The work-related exposures included the duration of employment (in years), hours working per week (in hours), frequency of exposure to carrying and lifting heavy loads (> 20 kg), frequency of working in an uncomfortable position, frequency of exposure to environmental impacts (e.g. noise, heat, cold, moisture, fume, dust), and frequency of psychosocial stressors in the working atmosphere (e.g. conflicts with colleagues/superiors or bullying). The response format concerning exposure frequency comprised “frequently”, “sometimes”, “rarely”, and “never”. We subsumed “rarely” and “never” into one item category afterwards. Information on nursing activities (carrying, lifting, and transferring pupils, washing pupils, toilet assistance for pupils, changing pupils´ diapers, (un-)dressing pupils) was surveyed by asking if the respective activity is an integral part of everyday work (Yes/No).
All statistical analyses were carried out using STATA/IC 12.1 (StataCorp LP, College Station, TX). Relative frequencies were calculated for a general description of the sample.
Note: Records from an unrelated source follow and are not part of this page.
PR #580, opened 2022-05-14
Update README.md

mslinn:
### Description
Corrected docs. No array is returned, instead, an enumerator is returned.

### DIFF
--- a/README.md
+++ b/README.md
@@ -108,7 +108,7 @@ g.index.writable?
 g.repo
 g.dir
 
-g.log   # returns array of Git::Commit objects
+g.log   # returns a Git::Log object, which is an Enumerator of Git::Commit objects
 g.log.since('2 weeks ago')
 g.log.between('v2.5', 'v2.6')
 g.log.each {|l| puts l.sha }


README.md
```diff
@@ -108,7 +108,7 @@ g.index.writable?
 g.repo
 g.dir
 
-g.log   # returns array of Git::Commit objects
+g.log   # returns Enumberator of Git::Commit objects
```
jcouball: "Enumberator" is misspelled.

Maybe it would be better to say: "returns a Git::Log object which is an Enumerator of Git::Commit objects"

jcouball (changes requested):
Thank you for this correction! I have requested a change in your comment.

README.md
mslinn: I thought I had fixed the spelling error :(

Your suggestion is an improvement and should be used.

jcouball: If you agree with my suggestion, please redo this commit and I'll make sure it is reviewed and merged.

mslinn: Just did that

jcouball:
I appreciate the update! It looks great! Can you squash these commits into one commit?

Here is how I would do it on your branch (should only take a few moments):

This assumes that you don't have any other changes and you are on your PR branch:

```shell
# Undo your two commits saving the changes in your work area
git reset HEAD~2
# Add the changes back, commit, and force push the result (with only one commit)
git add .
git commit -m 'Update README.md'
git push --force
```

README.md
mslinn: Squished

jcouball (approved):
Looks great!  Thanks for noticing the error and fixing it!

Issue #574, opened 2022-04-19
Diff parsing fails with opaque error when SSH warnings preceed the standard header


aalong-tr:
### Subject of the issue
I'm experiencing a transient error in a CI environment using the Danger gem. The exception and relevant stack trace:
```
undefined method `[]' for nil:NilClass
/home/circleci/repo/vendor/bundle/ruby/2.7.0/gems/git-1.10.2/lib/git/diff.rb:148:in `block in process_full_diff'
/home/circleci/repo/vendor/bundle/ruby/2.7.0/gems/git-1.10.2/lib/git/diff.rb:131:in `each'
/home/circleci/repo/vendor/bundle/ruby/2.7.0/gems/git-1.10.2/lib/git/diff.rb:131:in `process_full_diff'
/home/circleci/repo/vendor/bundle/ruby/2.7.0/gems/git-1.10.2/lib/git/diff.rb:110:in `process_full'
/home/circleci/repo/vendor/bundle/ruby/2.7.0/gems/git-1.10.2/lib/git/diff.rb:68:in `each
```

I have identified the root cause as `git diff` output that includes an SSH key warning:
```
Warning: Permanently added the ECDSA host key for IP address '000.00.000.0' to the list of known hosts.
diff --git a/some/file/name b/some/file/name
```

In order to identify influencing factors of chronic back pain we conducted several multivariable logistic regression analyses. Firstly, we carried out regression analyses adjusted for age and sex for all variables potentially associated with chronic back pain. Secondly, all variables being significantly associated with chronic back pain in the age- and sex-adjusted models were eligible to enter into a final multivariable logistic regression model. We applied backward elimination with p < 0.05 to determine the variables to retain in the final model. Age and sex were entered into the final multivariable model independent of any considerations of significance.